* What is required
Produce the records again in full, exactly as shown below.

* Entries shown
PR #6162, opened 2025-08-25
gossip: unit tests for bloom key under-alloc

ravyu-jump:
for #6143

### DIFF
--- a/src/flamenco/gossip/test_bloom.c
+++ b/src/flamenco/gossip/test_bloom.c
@@ -2,6 +2,7 @@
 #include "fd_bloom.h"
 
 #include <stdlib.h>
+#include <string.h>
 
 FD_STATIC_ASSERT( FD_BLOOM_ALIGN    ==64UL,  unit_test );
 FD_STATIC_ASSERT( FD_BLOOM_FOOTPRINT==128UL, unit_test );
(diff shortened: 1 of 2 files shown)


src/flamenco/gossip/test_bloom.c
```diff
@@ -59,6 +60,30 @@ test_add_contains( void ) {
...
 }
 
+/* Tests that the keys footprint is correctly sized by checking for
+   overwrites into the filter bits during initialization. Filter
+   bits OOB will be caught by UBSAN. */
+void
+test_keys_oob( void ) {
+  void * bytes = aligned_alloc( fd_bloom_align(), fd_bloom_footprint( 0.1, 16 ) );
+  FD_TEST( bytes );
+  memset( bytes, 0UL, fd_bloom_footprint( 0.1, 16 ) );
```
ripatel-fd: This memset shouldn't be required, since bloom_new should take in uninitialized memory fine

ravyu-jump: im specifically testing for out of bounds `bloom->keys[i]` acces by observing if the keys generated in `fd_bloom_initialize` overwrite the memory below it which in this case is the bloom bits region. You'd need to zero alloc to reliably test that.

We can't rely on ASAN/UBSAN here since proper keys accesses can't exceed the region of memory allocated for the bloom object (based on how their lengths are computed), they can only spill into the region directly below it. 

This test is a little fragile in that re-arranging the memory layout of the bloom object can break it. Open to suggestions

* Your response
PR #6162, opened 2025-08-25
gossip: unit tests for bloom key under-alloc

ravyu-jump:
for #6143

### DIFF
--- a/src/flamenco/gossip/test_bloom.c
+++ b/src/flamenco/gossip/test_bloom.c
@@ -2,6 +2,7 @@
 #include "fd_bloom.h"
 
 #include <stdlib.h>
+#include <string.h>
 
 FD_STATIC_ASSERT( FD_BLOOM_ALIGN    ==64UL,  unit_test );
 FD_STATIC_ASSERT( FD_BLOOM_FOOTPRINT==128UL, unit_test );
(diff shortened: 1 of 2 files shown)


src/flamenco/gossip/test_bloom.c
```diff
@@ -59,6 +60,30 @@ test_add_contains( void ) {
...
 }
 
+/* Tests that the keys footprint is correctly sized by checking for
+   overwrites into the filter bits during initialization. Filter
+   bits OOB will be caught by UBSAN. */
+void
+test_keys_oob( void ) {
+  void * bytes = aligned_alloc( fd_bloom_align(), fd_bloom_footprint( 0.1, 16 ) );
+  FD_TEST( bytes );
+  memset( bytes, 0UL, fd_bloom_footprint( 0.1, 16 ) );
```
ripatel-fd: This memset shouldn't be required, since bloom_new should take in uninitialized memory fine

ravyu-jump: im specifically testing for out of bounds `bloom->keys[i]` acces by observing if the keys generated in `fd_bloom_initialize` overwrite the memory below it which in this case is the bloom bits region. You'd need to zero alloc to reliably test that.

We can't rely on ASAN/UBSAN here since proper keys accesses can't exceed the region of memory allocated for the bloom object (based on how their lengths are computed), they can only spill into the region directly below it. 

This test is a little fragile in that re-arranging the memory layout of the bloom object can break it. Open to suggestions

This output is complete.